### Exercise brief:
Pick each line containing "message" out of the records.

Saved data entries:
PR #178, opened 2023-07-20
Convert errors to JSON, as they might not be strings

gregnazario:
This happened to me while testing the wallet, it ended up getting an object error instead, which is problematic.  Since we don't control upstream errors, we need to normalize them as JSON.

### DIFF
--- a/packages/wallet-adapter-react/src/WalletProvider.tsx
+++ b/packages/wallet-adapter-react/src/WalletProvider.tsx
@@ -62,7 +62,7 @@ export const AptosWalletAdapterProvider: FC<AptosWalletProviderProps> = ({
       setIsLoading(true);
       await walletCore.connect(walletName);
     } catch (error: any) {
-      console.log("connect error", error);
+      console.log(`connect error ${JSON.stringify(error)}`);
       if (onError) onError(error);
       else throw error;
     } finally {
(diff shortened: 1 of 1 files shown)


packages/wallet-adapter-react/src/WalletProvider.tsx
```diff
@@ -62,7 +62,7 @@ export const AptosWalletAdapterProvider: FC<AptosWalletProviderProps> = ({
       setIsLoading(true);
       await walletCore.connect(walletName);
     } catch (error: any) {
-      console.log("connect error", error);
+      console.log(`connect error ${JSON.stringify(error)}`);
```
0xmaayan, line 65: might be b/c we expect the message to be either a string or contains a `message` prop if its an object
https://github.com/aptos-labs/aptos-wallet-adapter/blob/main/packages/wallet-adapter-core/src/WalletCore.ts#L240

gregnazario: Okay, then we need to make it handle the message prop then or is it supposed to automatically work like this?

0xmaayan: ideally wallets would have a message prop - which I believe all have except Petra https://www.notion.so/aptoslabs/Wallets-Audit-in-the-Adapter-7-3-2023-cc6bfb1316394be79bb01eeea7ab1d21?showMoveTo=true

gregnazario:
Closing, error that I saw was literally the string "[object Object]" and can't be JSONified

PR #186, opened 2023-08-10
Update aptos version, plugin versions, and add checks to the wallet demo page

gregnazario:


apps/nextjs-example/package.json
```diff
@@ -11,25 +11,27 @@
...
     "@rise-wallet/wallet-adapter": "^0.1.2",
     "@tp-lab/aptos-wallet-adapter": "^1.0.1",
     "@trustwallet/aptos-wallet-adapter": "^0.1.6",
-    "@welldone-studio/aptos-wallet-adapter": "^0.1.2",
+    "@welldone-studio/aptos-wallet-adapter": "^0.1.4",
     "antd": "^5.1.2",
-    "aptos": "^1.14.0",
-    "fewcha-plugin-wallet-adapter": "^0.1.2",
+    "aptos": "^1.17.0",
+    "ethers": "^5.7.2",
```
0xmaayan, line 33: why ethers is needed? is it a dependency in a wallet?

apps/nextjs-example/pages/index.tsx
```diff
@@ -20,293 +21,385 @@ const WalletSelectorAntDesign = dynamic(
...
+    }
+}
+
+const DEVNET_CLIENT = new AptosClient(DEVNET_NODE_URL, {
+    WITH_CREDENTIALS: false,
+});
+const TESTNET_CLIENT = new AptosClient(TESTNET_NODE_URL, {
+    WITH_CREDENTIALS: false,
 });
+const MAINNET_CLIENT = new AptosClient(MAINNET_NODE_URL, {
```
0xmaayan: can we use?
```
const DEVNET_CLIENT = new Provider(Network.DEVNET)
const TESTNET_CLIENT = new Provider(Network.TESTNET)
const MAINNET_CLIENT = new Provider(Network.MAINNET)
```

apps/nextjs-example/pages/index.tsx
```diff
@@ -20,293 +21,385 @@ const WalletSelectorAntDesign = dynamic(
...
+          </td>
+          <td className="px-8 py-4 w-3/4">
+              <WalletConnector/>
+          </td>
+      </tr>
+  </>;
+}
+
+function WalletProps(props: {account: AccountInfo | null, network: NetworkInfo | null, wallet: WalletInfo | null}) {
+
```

### Task response:
0xmaayan, line 65: might be b/c we expect the message to be either a string or contains a `message` prop if its an object
gregnazario: Okay, then we need to make it handle the message prop then or is it supposed to automatically work like this?
0xmaayan: ideally wallets would have a message prop - which I believe all have except Petra https://www.notion.so/aptoslabs/Wallets-Audit-in-the-Adapter-7-3-2023-cc6bfb1316394be79bb01eeea7ab1d21?showMoveTo=true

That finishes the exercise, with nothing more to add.